After establishing that Israel has both the means and motivation to help Pfizer and the global effort to form an effective vaccination strategy, Kozlovski addressed the privacy concerns raised by some of the opponents of the deal.

 

Kozlovski differentiated between aggregated records and individual records, noting that the deal with Pfizer involved, as stated by the government, aggregated records, meaning statistical information, such as the age of someone who got sick, or how weight impacts the probability of someone getting sick. These types of statistical records are not as protected as private medical details and would not require any consent to be given by the individuals whose data is on record.

 

“I think Israel, at least from what the Prime Minister said in his speech, has agreed to provide aggregated records about the population at large to Pfizer. Pfizer wants these records because they provide an ideal testing ground for it to properly examine the vaccines’ impact.”

 

Regarding the controversy around the question of whether the Israeli healthcare system compromised the medical confidentiality of its citizens in return for vaccines, a common complaint by privacy advocates, Kozlovski said: “I think many of the people today who commented on privacy were ill-informed because they started to talk as if their records were now being spread globally or could subject them to cyber-attacks. That’s not the kind of records that are being shared. What we’re dealing with is aggregated, non identifiable, data sets.”

“There is no indication, up till now, from the Prime Minister, Health Ministry, or Attorney General that individual health records were shared in a way that could compromise anyone’s privacy,” he added.

 

“Another thing that I think is important is that even if the information was shared, we still have the ability to monitor its use. You can share records but still apply monitoring technologies that can detect wrongdoing with the data. For example, if I was supposed to share the data in a particular analysis, I can protect it from other uses of the data. That’s something we call secure data sharing, and there are relevant technologies for that. There are ways to ensure that the data is only used for the purpose it was shared for,” he said.

 

Kozlovski conceded that on one hand Israel has somewhat outdated privacy laws because its privacy laws were enacted in 1980, and amendments to the law are still waiting for legislative approval. However, according to him, Israeli law draws from European law and is constantly following the European guidelines so Israel can remain in the “safe-haven” of Europe.

 

“When it comes to public health, we do have a specific law that deals with private health records and details the types of consent and protection one should have in their records. There’s also a very detailed regulation in the Israeli privacy laws about the kind of cybersecurity protection you need to apply to sensitive information like health records. In this case, the Israeli 1980 law is rather advanced in protecting health records,” he said.

 

“I think if people were really informed about the records that were being shared, they’d find that many of the alarmist claims we saw over the last few days were kind of like conspiracy theories,” he said. “I don’t think the deal was well articulated, but I think it’s a good deal.

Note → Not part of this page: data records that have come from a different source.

PR #1037, opened 2025-01-19
Add to README.md missing Linux dep

metaleap:
I was wondering why on my system, `SDL_ShowSimpleMessageBox` (and thus `wi::helper::messageBox`) was a total no-op returning `-1`. This had me perplexed since SDL's docs on the function state:

> On X11, SDL rolls its own dialog box with X11 primitives instead of a formal toolkit like GTK+ or Qt.

Well, `SDL_GetError` informed me that "zenity failed to start" and a quick check affirmed that this wasn't already installed on my KDE system, zenity being a GNOME project (and apparently SDL2 won't try for `kdialog` if no `zenity` :grin: — either of which I wouldn't call "X11 primitives" but rather "external-program dependencies").

Well not all Linux users are on Ubuntu or are GNOME-using, so in the interest of completeness, this nano PR  =)

It's kind of an optional rather than hard "dependency" this way, given that things keep working without message boxes — OTOH usually one does not want to miss them when they have sth to say.

### DIFF
--- a/README.md
+++ b/README.md
@@ -49,7 +49,7 @@ If you have questions or stuck, please use the `windows` communication channel o
 <img align="right" src="https://github.com/turanszkij/wickedengine-gifs/raw/main/character_grass.gif" width="320px"/>
 
 #### Linux
-To build the engine for Linux, use Cmake. You can find a sample build script for Ubuntu [here](.github/workflows/build.yml) (in the linux section). On the Linux operating system, you will need to ensure some additional dependencies are installed, such as Cmake (3.7 or newer), g++ compiler (C++ 17 compliant version) and SDL2. For Ubuntu 20.04, you can use the following commands to install dependencies:
+To build the engine for Linux, use Cmake. You can find a sample build script for Ubuntu [here](.github/workflows/build.yml) (in the linux section). On the Linux operating system, you will need to ensure some additional dependencies are installed, such as Cmake (3.7 or newer), g++ compiler (C++ 17 compliant version), zenity and SDL2. For Ubuntu 20.04, you can use the following commands to install dependencies:
 
 <img align="right" src="https://github.com/turanszkij/wickedengine-gifs/raw/main/inverse_kinematics.gif" width="320px"/>
 
--- a/README.md
+++ b/README.md
@@ -49,9 +49,11 @@ If you have questions or stuck, please use the `windows` communication channel o
 <img align="right" src="https://github.com/turanszkij/wickedengine-gifs/raw/main/character_grass.gif" width="320px"/>
 
 #### Linux
-To build the engine for Linux, use Cmake. You can find a sample build script for Ubuntu [here](.github/workflows/build.yml) (in the linux section). On the Linux operating system, you will need to ensure some additional dependencies are installed, such as Cmake (3.7 or newer), g++ compiler (C++ 17 compliant version), zenity and SDL2. For Ubuntu 20.04, you can use the following commands to install dependencies:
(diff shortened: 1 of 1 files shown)


README.md
```diff
@@ -49,7 +49,7 @@ If you have questions or stuck, please use the `windows` communication channel o
 <img align="right" src="https://github.com/turanszkij/wickedengine-gifs/raw/main/character_grass.gif" width="320px"/>
 
 #### Linux
-To build the engine for Linux, use Cmake. You can find a sample build script for Ubuntu [here](.github/workflows/build.yml) (in the linux section). On the Linux operating system, you will need to ensure some additional dependencies are installed, such as Cmake (3.7 or newer), g++ compiler (C++ 17 compliant version) and SDL2. For Ubuntu 20.04, you can use the following commands to install dependencies:
+To build the engine for Linux, use Cmake. You can find a sample build script for Ubuntu [here](.github/workflows/build.yml) (in the linux section). On the Linux operating system, you will need to ensure some additional dependencies are installed, such as Cmake (3.7 or newer), g++ compiler (C++ 17 compliant version), zenity and SDL2. For Ubuntu 20.04, you can use the following commands to install dependencies:
```
brakhane, line 52: As you said, zenity isn't required. It only seems to be required on KDE, and even then it's not a hard dependency.

I would at least add a note on why zenity is required. It seemingly comes out of the blue. [Add "refuses to elaborate, leaves" meme here]

metaleap: OK tweaked. Even though it's not really _that_ "optional", since _every_ user realistically would like to _not_ silently miss errors or warnings that Wicked wants to tell them. And it's not missing or needed "only on KDE", rather it's just not pre-installed on non-GNOME Linuxes, of which there are _plenty_ out there and all with non-zero user bases. But whatev, I tweaked it, so there :grin:

brakhane: are you sure about the zenity requirement? It seems to me that it is required for dialog boxes, but not message boxes. And the messagebox I see is definitely neither GTK nor Zenity:

grafik

metaleap: > are you sure about the zenity requirement? It seems to me that it is 

My surety merely stems from what `SDL_GetError` reported when my `SDL_ShowSimpleMessageBox` call returned `-1`. I was surprised myself.. given what they stated in their docs. Sometimes docs are wrong, sometimes error messages are wrong..

> Edit: oh, the "implementation" for wayland is calling zenity. kek. That's pretty stupid, I agree

Even odder since I'm on X11 :grin:

turanszkij:
Is there no way to do message box for linux that doesn't require an other dependency?

metaleap:
> Is there no way to do message box for linux that doesn't require an other dependency?

Nah, the kernel has no such syscalls on offer (and hence neither does libc) because any & all windowing systems, window managers, display managers and desktop shells are not its business but decidedly userland software  =)

Reusing the SDL function is really the best choice here if we don't want to fiddle with somehow invoking "either X11 or Wayland" APIs directly, linking those libs & includes & all that junk, for a mere messagebox. (All it is, is SDL2 being not as refined in its programs-search as Wicked's own cross-platform-file-dialogs `.h` is.) And also, for our Linux users who are well used to the Linux openness=fragmentedness status quo, stating such "scattered extra packages you'll want" will not be a headscratcher for them or confusion or annoyance, but simply a welcome "completeness of system-requirements information".

metaleap:
> it should work on default linux and only error on some other systems (if I understand correctly)

There _is_ no one "default Linux"  :grin:  but yeah whatev  :man_dancing:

I think it was a smart move on behalf of the government to take advantage of the fact we have an advanced health system with advanced digital health records, even though, I think that it could have been better delivered to the public, with more transparency, and more details, which would have prevented this heated discussion.”

 

Kozlovski said he feels that there was not enough discussion around how technology can and is being used to protect medical privacy. “I think people had a shallow discussion and thought that privacy is binary — either you have your data protected or it’s not protected. I think that nowadays technology, and particularly the technologies developed in Israel around privacy, can utilize data while at the same time keep it protected. I think if we were better at educating the public on what technology can do to protect their privacy, it would not only advance the Israeli tech industry but also advance the public at large,” he said.